Your task:
Make an exact copy of the entries that come next.

[Stored data entries]

━━━

PR #268, opened 2022-03-21
fix smokey

fredericfran-gds:
some env values from smokey were outdated with the implementation of fastly for GOV.UK EKS integration.

To avoid setting common variables in Smokey again, they are now taken from the common confimap `govuk-apps-env`.


nsabri1 (approved):
LGTM

PR #270, opened 2022-03-22
Allow any host header match for govuk-rails-app ingress

fredericfran-gds:
Allow wildcard host header specification for k8s ingress.
This is needed for the origin of GOV.UK where fastly will
use the `www.*` domain in the host header field rather than
the `www-origin.*` domain.

Some GOV.UK apps, such as whitehall, uses the host header to
construct a response.

the `ingress.hosts` is now a list which specifies the DNS
domain to be created as well as the tls cert to be attached.

Ref:
1. [trello card](https://trello.com/c/cQm9F4Bf/879-make-www-origin-ingress-ignore-the-host-header)
2. [tls cert](https://kubernetes-sigs.github.io/aws-load-balancer-controller/v2.4/guide/ingress/cert_discovery/#discover-via-ingress-tls)
3. [dns](https://github.com/kubernetes-sigs/external-dns/blob/master/docs/tutorials/alb-ingress.md#ingress-examples)

### DIFF
--- a/charts/govuk-rails-app/values.yaml
+++ b/charts/govuk-rails-app/values.yaml
@@ -14,9 +14,8 @@ ingress:
     alb.ingress.kubernetes.io/listen-ports: '[{"HTTP": 80}, {"HTTPS": 443}]'
     alb.ingress.kubernetes.io/ssl-redirect: "443"
     alb.ingress.kubernetes.io/healthcheck-path: /healthcheck/ready
-  hosts:
-  - name:
-    path: /
+  rules:
+  - path: /
     pathType: Prefix
 
 replicaCount: 1
--- a/charts/argocd-apps/values-integration.yaml
+++ b/charts/argocd-apps/values-integration.yaml
@@ -26,7 +26,7 @@ applications:
       annotations:
         alb.ingress.kubernetes.io/load-balancer-name: publisher
       hosts:
-      - name: publisher.eks.integration.govuk.digital
+      - publisher.eks.integration.govuk.digital
     replicaCount: 1
     workerReplicaCount: 1
     extraEnv:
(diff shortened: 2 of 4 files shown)


charts/govuk-rails-app/values.yaml
```diff
@@ -14,9 +14,8 @@ ingress:
     alb.ingress.kubernetes.io/listen-ports: '[{"HTTP": 80}, {"HTTPS": 443}]'
     alb.ingress.kubernetes.io/ssl-redirect: "443"
     alb.ingress.kubernetes.io/healthcheck-path: /healthcheck/ready
-  hosts:
-  - name:
-    path: /
+  rules:
+  - path: /
```
sengi, line 18: I think you're missing the `http` and `paths` here. See `kubectl explain ing.spec.rules` - the next level down has to be either a `host` (which we don't want any more of course) or an `http`. Then `kubectl explain ing.spec.rules.http` tells us that `http` has to contains a `paths`, which is a list of `path`. Here's a [full example](https://kubernetes-sigs.github.io/aws-load-balancer-controller/v2.4/guide/ingress/cert_discovery/#discover-via-ingress-tls).

sengi (approved):
Cool, thanks for sorting this out! I think you're missing a couple of lines from the Ingress spec in the ~template~ values file but otherwise looks great 👍

charts/govuk-rails-app/values.yaml
sengi: Oops sorry, I initially misread this as the spec rather than the Helm value being passed in, then when I noticed it was the Helm value I didn't go back and check it against the template. D'oh. You're absolutely right - it's all good.

PR #271, opened 2022-03-22
Fix bootstrap-signon-resources config and `feedback` ApiUser.

sengi:
- Make it slightly clearer as to which Applications are EC2 vs. ECS.
- Generate OAuth bearer tokens correctly for the Feedback app to auth to Support and Support API.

━━━

Exercise result:
PR #268, opened 2022-03-21
fix smokey

fredericfran-gds:
some env values from smokey were outdated with the implementation of fastly for GOV.UK EKS integration.

To avoid setting common variables in Smokey again, they are now taken from the common confimap `govuk-apps-env`.


nsabri1 (approved):
LGTM

PR #270, opened 2022-03-22
Allow any host header match for govuk-rails-app ingress

fredericfran-gds:
Allow wildcard host header specification for k8s ingress.
This is needed for the origin of GOV.UK where fastly will
use the `www.*` domain in the host header field rather than
the `www-origin.*` domain.

Some GOV.UK apps, such as whitehall, uses the host header to
construct a response.

the `ingress.hosts` is now a list which specifies the DNS
domain to be created as well as the tls cert to be attached.

Ref:
1. [trello card](https://trello.com/c/cQm9F4Bf/879-make-www-origin-ingress-ignore-the-host-header)
2. [tls cert](https://kubernetes-sigs.github.io/aws-load-balancer-controller/v2.4/guide/ingress/cert_discovery/#discover-via-ingress-tls)
3. [dns](https://github.com/kubernetes-sigs/external-dns/blob/master/docs/tutorials/alb-ingress.md#ingress-examples)

### DIFF
--- a/charts/govuk-rails-app/values.yaml
+++ b/charts/govuk-rails-app/values.yaml
@@ -14,9 +14,8 @@ ingress:
     alb.ingress.kubernetes.io/listen-ports: '[{"HTTP": 80}, {"HTTPS": 443}]'
     alb.ingress.kubernetes.io/ssl-redirect: "443"
     alb.ingress.kubernetes.io/healthcheck-path: /healthcheck/ready
-  hosts:
-  - name:
-    path: /
+  rules:
+  - path: /
     pathType: Prefix
 
 replicaCount: 1
--- a/charts/argocd-apps/values-integration.yaml
+++ b/charts/argocd-apps/values-integration.yaml
@@ -26,7 +26,7 @@ applications:
       annotations:
         alb.ingress.kubernetes.io/load-balancer-name: publisher
       hosts:
-      - name: publisher.eks.integration.govuk.digital
+      - publisher.eks.integration.govuk.digital
     replicaCount: 1
     workerReplicaCount: 1
     extraEnv:
(diff shortened: 2 of 4 files shown)


charts/govuk-rails-app/values.yaml
```diff
@@ -14,9 +14,8 @@ ingress:
     alb.ingress.kubernetes.io/listen-ports: '[{"HTTP": 80}, {"HTTPS": 443}]'
     alb.ingress.kubernetes.io/ssl-redirect: "443"
     alb.ingress.kubernetes.io/healthcheck-path: /healthcheck/ready
-  hosts:
-  - name:
-    path: /
+  rules:
+  - path: /
```
sengi, line 18: I think you're missing the `http` and `paths` here. See `kubectl explain ing.spec.rules` - the next level down has to be either a `host` (which we don't want any more of course) or an `http`. Then `kubectl explain ing.spec.rules.http` tells us that `http` has to contains a `paths`, which is a list of `path`. Here's a [full example](https://kubernetes-sigs.github.io/aws-load-balancer-controller/v2.4/guide/ingress/cert_discovery/#discover-via-ingress-tls).

sengi (approved):
Cool, thanks for sorting this out! I think you're missing a couple of lines from the Ingress spec in the ~template~ values file but otherwise looks great 👍

charts/govuk-rails-app/values.yaml
sengi: Oops sorry, I initially misread this as the spec rather than the Helm value being passed in, then when I noticed it was the Helm value I didn't go back and check it against the template. D'oh. You're absolutely right - it's all good.

PR #271, opened 2022-03-22
Fix bootstrap-signon-resources config and `feedback` ApiUser.

sengi:
- Make it slightly clearer as to which Applications are EC2 vs. ECS.
- Generate OAuth bearer tokens correctly for the Feedback app to auth to Support and Support API.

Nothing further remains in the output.